Ninguém gosta de turbulência, mas não é uma grande causa de queda de avião
A maior lição de humildade para integrantes da minha profissão é o já clássico livro “Superprevisões – a arte e a ciência de antecipar o futuro”, publicado em 2016 por Philip Tetlock e Dan Gardner. Uma das célebres conclusões da obra, apoiada em mais de 20 anos de material empírico, é a de que jornalistas (especialmente os de televisão) acertam na média menos prognósticos do que um chimpanzé atirando dardos numa parede onde estão escritas respostas para perguntas como “qual será o preço do barril do petróleo no fim do ano?” (a taxa de acerto aleatória está em torno de 18%).
Claro que previsões só têm validade se respeitarem um limite de tempo – é fácil acertar a previsão “o mundo vai acabar”; a questão é acertar quando. Com toda humildade vamos, então, a alguns prognósticos para temas que devem ocupar espaço no noticiário.
Donald Trump deve perder o voto popular nas eleições de novembro (Hillary Clinton já o havia derrotado por 3 milhões de votos em 2016), mas conseguirá se reeleger. Os eleitores anti-Trump já vivem em colégios eleitorais democratas como Nova York ou Califórnia. Portanto, seu voto é “desperdiçado” e a verdadeira batalha é em colégios eleitorais menores, no Meio-Oeste, onde dificilmente Trump decepciona os mesmos eleitores que lhe garantiram a vitória quase quatro anos atrás.

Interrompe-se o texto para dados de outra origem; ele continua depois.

PR #3080, opened 2026-08-12
fix(opaprocessor): evaluate whole-cluster controls once after per-namespace batching

### LINKED ISSUE #2871: [bug]: large and streaming scans silently pass shipped controls when required objects span namespaces
# Description

Live-cluster streaming partitions namespaced resources into one batch per namespace. Each rule is then evaluated against only one namespace batch plus the resident cluster-scoped batch (`evaluationScope.matchedObjects`). The eager processor uses the same partitioning once the large-cluster threshold is crossed.

That input contract cannot preserve a relationship when the required namespaced objects live in different namespaces. The generic limitation is already executable in `TestProcess_PartitioningChangesCrossNamespaceAggregation`, but it also affects shipped `security` controls:

- **C-0266 – Exposure to internet via Gateway API or Istio Ingress**: the current regolibrary failing fixture intentionally places its `VirtualService`/backend workload in `kt-itinternal`, the referenced `Gateway` in `kt-connections`, and the public ingress `Service` in `istio-system`.
- **C-0267 – Workload with cluster takeover roles** and **C-0272 – Workload with administrative roles**: a `RoleBinding` may legally grant permissions in its namespace to a `ServiceAccount` from another namespace.

No evaluation error is raised when the join disappears. The rule emits no deny and normal pass inference can record the enumerated workload as `Passed`; collection succeeded, so scan coverage does not report the lost relationship.

Relevant code:

- [large-cluster threshold and partition contract](https://github.com/kubescape/kubescape/blob/293140d7da3aa0dc23769b7803860fcaa9476c65/core/cautils/resourcebatch.go#L17-L29)
- [streaming namespace-batch evaluation](https://github.com/kubescape/kubescape/blob/293140d7da3aa0dc23769b7803860fcaa9476c65/core/pkg/opaprocessor/processorhandler.go#L308-L344)
- [one namespace plus resident objects only](https://github.com/kubescape/kubescape/blob/293140d7da3aa0dc23769b7803860fcaa9476c65/core/pkg/opaprocessor/processorhandler.go#L486-L536)
- [generic known-divergence test](https://github.com/kubescape/kubescape/blob/293140d7da3aa0dc23769b7803860fcaa9476c65/core/pkg/opaprocessor/processorhandler_parity_test.go#L355-L419)

# Environment

OS: any  
Version: current `master` at `293140d7da3aa0dc23769b7803860fcaa9476c65`

# Steps To Reproduce

On a small test cluster below the automatic streaming threshold, apply:

```yaml
apiVersion: v1
kind: Namespace
metadata:
  name: ns-a
---
apiVersion: v1
kind: Namespace
metadata:
  name: ns-b
---
apiVersion: v1
kind: ServiceAccount
metadata:
  name: cross-ns-sa
  namespace: ns-a
automountServiceAccountToken: true
---
apiVersion: v1
kind: Pod
metadata:
  name: cross-ns-workload
  namespace: ns-a
spec:
  serviceAccountName: cross-ns-sa
  automountServiceAccountToken: true
  containers:
    - name: app
      image: registry.k8s.io/pause:3.10
---
apiVersion: rbac.authorization.k8s.io/v1
kind: ClusterRole
metadata:
  name: cross-ns-admin
rules:
  - apiGroups: ["*"]
    resources: ["*"]
    verbs: ["*"]
---
apiVersion: rbac.authorization.k8s.io/v1
kind: RoleBinding
metadata:
  name: cross-ns-admin
  namespace: ns-b
subjects:
  - kind: ServiceAccount
    name: cross-ns-sa
    namespace: ns-a
roleRef:
  apiGroup: rbac.authorization.k8s.io
  kind: ClusterRole
  name: cross-ns-admin
```

Compare the same snapshot:

```sh
kubescape scan framework security --format json --output eager.json
kubescape scan framework security --enable-streaming --format json --output streaming.json
```

The first input contains the workload, ServiceAccount, RoleBinding, and resident ClusterRole together, so C-0267/C-0272 can report the workload.

With streaming, the `ns-a` input has the workload and ServiceAccount but no RoleBinding. The `ns-b` input has the RoleBinding but no workload or ServiceAccount. The ClusterRole remains resident, but neither namespace input has the rest of the join. The finding disappears.

A deterministic processor regression can force the same comparison without a real large cluster by running the resource set as one scope and with `LARGE_CLUSTER_SIZE=1`, then driving `ProcessWithStreaming` with resident + namespace batches.

# Existing shipped Istio reproduction

The current regolibrary fixture at [`rules/exposure-to-internet-via-istio-ingress/test/failed_with_beta/input`](https://github.com/kubescape/regolibrary/tree/a50887b4f5772e67b43a96a257591a79c2067c0c/rules/exposure-to-internet-via-istio-ingress/test/failed_with_beta/input) already provides a real cross-namespace case:

- `kt-itinternal`: VirtualService, backend Service, Deployment
- `kt-connections`: referenced Istio Gateway
- `istio-system`: public NodePort ingress Service

The whole-input regolibrary test expects the `nginx` Deployment to fail C-0266. No partitioned namespace scope contains all of the objects that the shipped rule joins.

# Expected behavior

A security verdict must not change solely because the cluster crosses the large-cluster threshold or the user supplies `--enable-streaming`.

If a required cross-namespace evaluation cannot be completed within the configured resource budget, the affected control should be `Skipped` / `NotEvaluated` with degraded coverage. It must not be inferred as `Passed`.

# Actual Behavior

Single-input evaluation can see the complete relationship and emits the finding. Large/streaming evaluation separates the required namespaced objects, emits no finding, and does not surface a collection or coverage error.

# Relation to existing work

- **#2575 is different.** It fixed a nondeterministic mid-scan switch between whole-cluster and per-namespace bucketing. Here partitioning is selected from the start and the false pass is deterministic.
- **#2579 is the opposite problem.** It fixed an invalid cross-namespace Role/RoleBinding pairing that produced a false positive. The fixture above uses a valid resident `ClusterRole` reference and a ServiceAccount subject whose namespace is explicitly supported by Kubernetes.
- **#2645 introduced/standardized partitioned evaluation and includes the synthetic known-divergence test, but there is no issue tracking its impact on these shipped controls.**
- **#2825 is orthogonal.** It parallelizes control execution; it does not change `PartitionResources` or `matchedObjects`. A fix may touch the same `processScope` area, so implementation should be coordinated if #2825 lands.

The original streaming issue #2612 required streamed and eager output parity. The current report contract does not disclose this exception to that contract.

# Acceptance criteria

- Add a deterministic RBAC test: single-input, large partitioned eager, and streaming evaluation all report the same failed workload for C-0267/C-0272.
- Exercise the existing cross-namespace Istio fixture and C-0266 through the same three paths.
- Cross-namespace-aware controls are evaluated once, without duplicate findings across namespace batches.
- Namespace-local controls retain bounded-input evaluation and their current eager/streaming parity.
- Do not make every namespaced resource resident or append every previous namespace to each scope; either approach defeats the streaming bound and can become quadratic.
- If the special evaluation times out or exceeds a resource limit, report it as skipped/degraded, never passed.
- Include a benchmark or peak-input assertion showing that unaffected controls remain bounded.

# Design note

One bounded approach is explicit rule/control metadata such as `requiresWholeClusterInput`: delay only marked controls and evaluate them once after the batches have been merged. The streaming path already retains all resources for downstream processing, so this increases full Rego input only for the small marked subset. A compact relationship index is another option.

Disabling partitioning globally or making all namespaced objects resident would restore correctness but undo the purpose of streaming.

manmathbh:
Fixes #2871.

So this one's been bugging me — on a cluster big enough to trip the streaming threshold (or `--enable-streaming`), some controls just... quietly pass. Not because the workload is fine, but because the join they depend on never exists in any single input.

Here's the concrete failure. C-0267 and C-0272 check whether a RoleBinding grants a ServiceAccount some dangerous role. In the real cluster the RoleBinding lives in one namespace and the ServiceAccount in another, and the ClusterRole is cluster-scoped. The whole-cluster input has all three, so the rule fires. But per-namespace evaluation builds each scope's input as just "that namespace's stuff + the resident cluster-scoped batch". So the namespace holding the ServiceAccount never sees the RoleBinding, the namespace holding the RoleBinding never sees the ServiceAccount, and the rule emits no deny in either place. Then normal pass-inference marks the workload green. Same story for C-0266 (the Istio ingress rule, where the VirtualService, Gateway, and public Service all live in different namespaces).

The eager path has the same bug once the large-cluster threshold is crossed, because `PartitionResources` splits namespaces there too. `TestProcess_PartitioningChangesCrossNamespaceAggregation` already pinned the divergence as a "known limitation", so this is really about removing that asterisk.

The fix adds a `requiresWholeClusterInput` control attribute. Controls carrying it get pulled out of the per-scope loop and evaluated exactly once, after every batch has been merged, against an input that holds every collected resource — identical to what a sub-threshold cluster already sees. The key design points:

- Both `Process` and `ProcessWithStreaming` go through the same `splitWholeClusterControls` + `wholeClusterScope` helpers, so eager and streaming stay in lockstep.
- Namespace-local controls are untouched — they still get the bounded, per-namespace evaluation, so streaming's memory benefit is preserved. Only the small marked subset pays for the full input.
- If a scan has no whole-cluster controls, the code path is a no-op (the whole-cluster block is gated on `len(...) > 0`), so there's no overhead for the common case.

One thing to be upfront about: the regolibrary doesn't ship this attribute yet, so I added a small fallback registry for the three controls known to need it (C-0266, C-0267, C-0272), with a comment to drop each entry once the corresponding control carries the attribute. That keeps the fix live today while the metadata lands in the library. Happy to drop the fallback entirely if you'd rather the attribute be the only source.

Verified with a new `TestWholeClusterControlParityAcrossPaths` that drives an aggregating rule (fires only when more than one pod is in the input) through single-scope, partitioned-eager, and streaming, asserting all three report the same failed workload. Also a unit test for the attribute/fallback detection. `go test ./core/pkg/opaprocessor/` is 185 passed, clean under `-race`, and the full `./core/...` run is 3514 passed with one pre-existing failure (`TestExcludeFilesUnderDirectories`, unrelated, also fails on master).

## Summary by CodeRabbit

* **New Features**
  * Added support for controls that require whole-cluster data, enabling evaluation across namespaces and scopes.
  * Cluster-wide controls are evaluated after relevant resources are combined for a complete assessment.
  * Added consistent support for both streaming and non-streaming evaluations.

* **Bug Fixes**
  * Improved progress tracking, scope handling, and error reporting when cluster-wide controls are evaluated.
  * Ensured consistent aggregation results across single-scope, partitioned, and streaming evaluations.

### DIFF
--- a/core/pkg/opaprocessor/processorhandler.go
+++ b/core/pkg/opaprocessor/processorhandler.go
@@ -35,6 +35,24 @@ import (
 
 const ScoreConfigPath = "/resources/config"
 
+// ControlAttributeRequiresWholeClusterInput marks a control whose rules join
+// objects that live in different namespaces. Such a control must be evaluated
+// once against the whole cluster — after per-namespace evaluation has merged
+// every batch — rather than once per namespace, or the join silently
+// disappears and the control passes resources it should flag. The value is a
+// boolean (or the string "true").
+const ControlAttributeRequiresWholeClusterInput = "requiresWholeClusterInput"
+
+// wholeClusterControlIDsFallback lists the shipped controls known to require
+// whole-cluster input until the regolibrary ships the
+// requiresWholeClusterInput attribute on them. Keep it in sync with the
+// regolibrary: remove an ID once its control carries the attribute.
+var wholeClusterControlIDsFallback = map[string]struct{}{
+	"C-0266": {}, // Exposure to internet via Gateway API or Istio Ingress (Gateway/Service/VirtualService across namespaces)
+	"C-0267": {}, // Workload with cluster takeover roles (RoleBinding -> ServiceAccount in another namespace)
+	"C-0272": {}, // Workload with administrative roles (RoleBinding -> ServiceAccount in another namespace)
+}
+
 type IJobProgressNotificationClient interface {
 	Start(allSteps int)
 	ProgressJob(step int, message string)
@@ -235,10 +253,11 @@ func (opap *OPAProcessor) ProcessWithStreaming(ctx context.Context, batchChan <-
 	opap.AllPolicies = convertFrameworksToPolicies(opap.Policies, opap.ExcludedRules, cautils.GetScanningScope(opap.Metadata.ContextMetadata))
 	ConvertFrameworksToSummaryDetails(&opap.Report.SummaryDetails, opap.Policies, opap.AllPolicies)
 
-	controlIDs := sortedControlIDs(opap.AllPolicies)
+	scopeControlIDs, wholeClusterControlIDs := splitWholeClusterControls(opap.AllPolicies, sortedControlIDs(opap.AllPolicies))
 
-	// Calculate total progress steps: controls × (resident scope + namespace scopes)
-	totalSteps := len(controlIDs) * (1 + expectedNamespaceBatches)
+	// Calculate total progress steps: per-scope controls × (resident scope +
+	// namespace scopes), plus one whole-cluster pass per deferred control.
+	totalSteps := len(scopeControlIDs)*(1+expectedNamespaceBatches) + len(wholeClusterControlIDs)
 	if progressListener != nil {
 		progressListener.Start(totalSteps)
 		defer progressListener.Stop()
@@ -310,7 +329,7 @@ haveResident:
 
 	// Process resident batch first
 	residentScope := newEvaluationScope(residentBatch.Scope, nil, residentGroups)
-	if err := opap.processScope(ctx, opap.AllPolicies, controlIDs, residentScope, progressListener); err != nil {
+	if err := opap.processScope(ctx, opap.AllPolicies, scopeControlIDs, residentScope, progressListener); err != nil {
 		return err
 	}
 
@@ -332,7 +351,7 @@ haveResident:
 
 			// Process this namespace batch
 			namespaceScope := newEvaluationScope(batch.Scope, batch, residentGroups)
-			if err := opap.processScope(ctx, opap.AllPolicies, controlIDs, namespaceScope, progressListener); err != nil {
+			if err := opap.processScope(ctx, opap.AllPolicies, scopeControlIDs, namespaceScope, progressListener); err != nil {
 				return err
 			}
 
@@ -365,6 +384,19 @@ done:
 			return err
 		}
 	default:
+	}
+
+	// Every namespace batch has been merged into the session resource maps, so
+	// the whole-cluster controls can now be evaluated once against the full
+	// input. Doing this after the merge (rather than per namespace) keeps their
+	// cross-namespace joins intact.
+	if len(wholeClusterControlIDs) > 0 {
+		if err := ctx.Err(); err != nil {
+			return err
+		}
+		if err := opap.processScope(ctx, opap.AllPolicies, wholeClusterControlIDs, opap.wholeClusterScope(), progressListener); err != nil {
+			return err
+		}
 	}
 
 	// Rebuild scan coverage
@@ -463,10 +495,10 @@ func (opap *OPAProcessor) Process(ctx context.Context, policies *cautils.Policie
 	defer opap.loggerDoneScanning()
 
 	scopes := opap.evaluationScopes()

Brexit deve chegar a um acordo comercial com a União Europeia, que terá dois grandes desafios. Um deles é razoavelmente previsível: Angela Merkel não conseguirá segurar sua frágil coligação, complicando a difícil questão de como dar um “reset” na relação com a Rússia, uma forma que o presidente francês vem propondo para redefinir o papel da Europa frente ao que foi (e promete continuar sendo) o fenômeno Trump + populistas (vão continuar fortes). Se parecer melhor, o prognóstico é mais do mesmo.
Vale também para a grande relação geopolítica do século, entre China e Estados Unidos, na qual a guerra comercial é apenas uma manifestação de uma pergunta para a qual ninguém até agora conseguiu produzir uma resposta convincente: o surgimento de uma super potência como a China, contestando o papel hegemônico dos Estados Unidos, será pacífico ou acompanhado (como historiadores clássicos sugerem) por confronto militar? Mas não é nada difícil prever que a China se tornará (se já não é) a principal potência das telecomunicações, com sérias consequências para o resto do mundo.
Protestos, descontentamentos e turbulência devem prosseguir na América Latina. A frustração e as manifestações mais ou menos violentas não escolheram ou pouparam perfis ideológicos dos diversos governos, no que parece ser uma expressão de ampla insatisfação de populações que “percebem” seu atraso relativo frente ao resto do mundo e consideram que seus mandatários não são capazes de dar respostas convincentes e em prazo rápido a demandas populares.
E o Brasil? Meu prognóstico é mais do mesmo. A economia vai andar melhor, o que é pouco para o grande desafio de um País aprisionado na armadilha da renda média. A onda disruptiva de 2018 partiu-se em suas diversas correntes, o que promete um cenário político “estável” no fracionamento das forças políticas e, portanto, na incapacidade de um só grupo se afirmar como dominante. O esforço de levar adiante reformas será grande e caminhará de forma lenta tanto pela notória resistência oferecida pelas corporações que tomaram o Estado brasileiro mas, em boa medida, também pela opção política do governo de não consolidar uma base tipo “tropa de choque” no Congresso.
Será turbulento. Apertem os cintos e um bom voo para todos nós em 2020. Turbulência não costuma derrubar avião.